13 November 2013 (NWF) – Minnesota’s northwest moose population, one of only two populations in the state, was essentially gone by 2008, numbering fewer than 100 animals, down from a population of about 4,000 just 25 years earlier. In the four decades during which the population plummeted, summer temperatures increased 3 to 4 degrees Fahrenheit, and this is considered an important factor in the herd’s decline. Harvest of Minnesota’s northwest herd was permanently closed in 1997, although hunting was not considered to be an important factor in the population’s decline.
A more insidious climate impact on moose is the greater survival of winter ticks facilitated by warmer and shorter winters. In Minnesota, some moose have been found burdened by 50,000 to 70,000 winter ticks—ten to twenty times more than normal. (The winter tick species isn’t known to parasitize humans or infect them with disease, unlike the deer tick and blacklegged tick which can transmit Lyme disease to humans.) Heavy winter tick infestations leave moose weakened from blood loss, in poor health, and with greater vulnerability to disease. Winter ticks can cause significant increases in moose mortality.
Another disturbing aspect of heavy winter tick infestations is the effort of moose to rid themselves of the winter ticks by rubbing against trees. This causes their hair to break off at the base, which is white. These resulting “ghost” moose are then without insulating hair, leaving them vulnerable to cold exposure and death.
The future of moose, moose watching, and moose hunting in Minnesota appears grim. With Minnesota’s northwest herd virtually gone, Minnesota’s only remaining viable moose population inhabits the northeastern part of the state and is now itself in precipitous decline. From an estimated population of about 8,000 moose in 2004 through 2009, the population plummeted to only about 3,000 animals by 2013. Now under intense investigation, the stress of warming temperatures associated with climate change is very likely increasing the vulnerability of moose to disease and other natural factors.
Moose hunting ceased altogether in Minnesota when the state’s Department of Natural Resources announced a closure of the 2013 hunting season for the northeast population. “The state’s moose population has been in decline for years but never at the precipitous rate documented this winter,” said Tom Landwehr, DNR commissioner.
New Hampshire’s moose are also being harmed by surging winter tick populations, associated with warmer winters. In 2002 winter ticks were blamed for a large number of moose deaths. Heat also affects moose directly, as summer heat stress leads to dropping weights, a fall in pregnancy rates, and increased vulnerability to predators and disease. When it gets too warm, moose typically seek shelter rather than forage for the nutritious foods needed to keep them healthy.
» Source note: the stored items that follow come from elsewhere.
PR #5623, opened 2023-04-13
fix: determine duplicate function precedence based on extension

khendrikse:

#### Summary

This again implements function precedence based on extension by reversing the functions array so it behaves similar to how production works. I also had to reverse the way our sourcedirectories are passed.

---

      passes our tests.


src/lib/functions/registry.mjs
```diff
@@ -212,7 +212,10 @@ export class FunctionsRegistry {
     await Promise.all(deletedFunctions.map((func) => this.unregisterFunction(func.name)))
 
     await Promise.all(
-      functions.map(async ({ displayName, mainFile, name, runtime: runtimeName }) => {
+      // zip-it-ship-it returns an array sorted based on which extension should have precedence.
+      // where the last ones precede the previous ones. This is why
+      // we reverse the array so we get the right functions precedence in the cli.
```
eduardoboucas, line 217:
```suggestion
      // we reverse the array so we get the right functions precedence in the CLI.
```

src/lib/functions/server.mjs
```diff
@@ -222,9 +222,9 @@ export const startFunctionsServer = async (options) => {
       functionsDirectories.push(distPath)
     }
   } else {
-    // The order of the function directories matters. Leftmost directories take
+    // The order of the function directories matters. Rightmost directories take
```
eduardoboucas, line 225: Hmm, this feels unrelated to the extension precedence. Is this a separate problem you've identified?

eduardoboucas: But we're reversing the array of the functions that come out, not the list of directories going in?

(Sorry if I'm missing the point.)

eduardoboucas (approved):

Due primarily to these factors, New Hampshire’s moose population has declined by 3,100 moose, which is more than 40 percent, since 1997. The New Hampshire Fish and Game Department has reduced the number of moose hunting permits by 60 percent in the last five years.
Moose in some areas of the West are also challenged by climate change. Wyoming’s moose herd is currently at just over 50 percent of desired management objectives. A decade of drought fueled by rising temperatures and declining rainfall associated with climate change appear to be reducing the quality of moose habitat. Indeed, western states have experienced extensive climate-induced aspen die-off driven by higher summer temperatures causing drought. Aspen is a preferred forage species for moose and it has declined by about 50 percent in Wyoming.
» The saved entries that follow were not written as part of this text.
PR #5624, opened 2023-04-13
fix: correctly execute user and integrations edge functions in the right order

danez:
#### Summary

This turned out to be a bigger change than anticipated. The main change is splitting up the directories in user and internal, so that we can call `bundler.find` for each of them. We still have to run them together, but the functionConfig returned from `bundler.serve` is again split up, so that we can generate the correct manifest with the correct order.

---

      passes our tests.


src/lib/edge-functions/registry.mjs
```diff
@@ -28,157 +86,153 @@ export class EdgeFunctionsRegistry {
...
-        (func) => func.name === existingFunc.name && func.path === existingFunc.path,
-      )
+  /**
+   * @returns {Promise<void>}
+   */
+  async #checkForAddedOrDeletedFunctions() {
+    const [internalFunctions, userFunctions] = await Promise.all([
+      this.#scanForFunctions(this.#internalDirectories),
+      this.#scanForFunctions(this.#directories),
+    ])
```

As populations drop in the warmer southern portions of the moose’s range and the climate continues to warm, the future of moose hunting in these areas appears bleak. All moose hunting in Minnesota has been closed, and the likelihood of future moose hunting in Minnesota is highly doubtful. Over the past decade, Wyoming’s moose harvest and moose hunter expenditures, a boost to outfitters and local economies, have declined about 60 percent. Since 2007, New Hampshire’s moose harvest has also declined by 60 percent.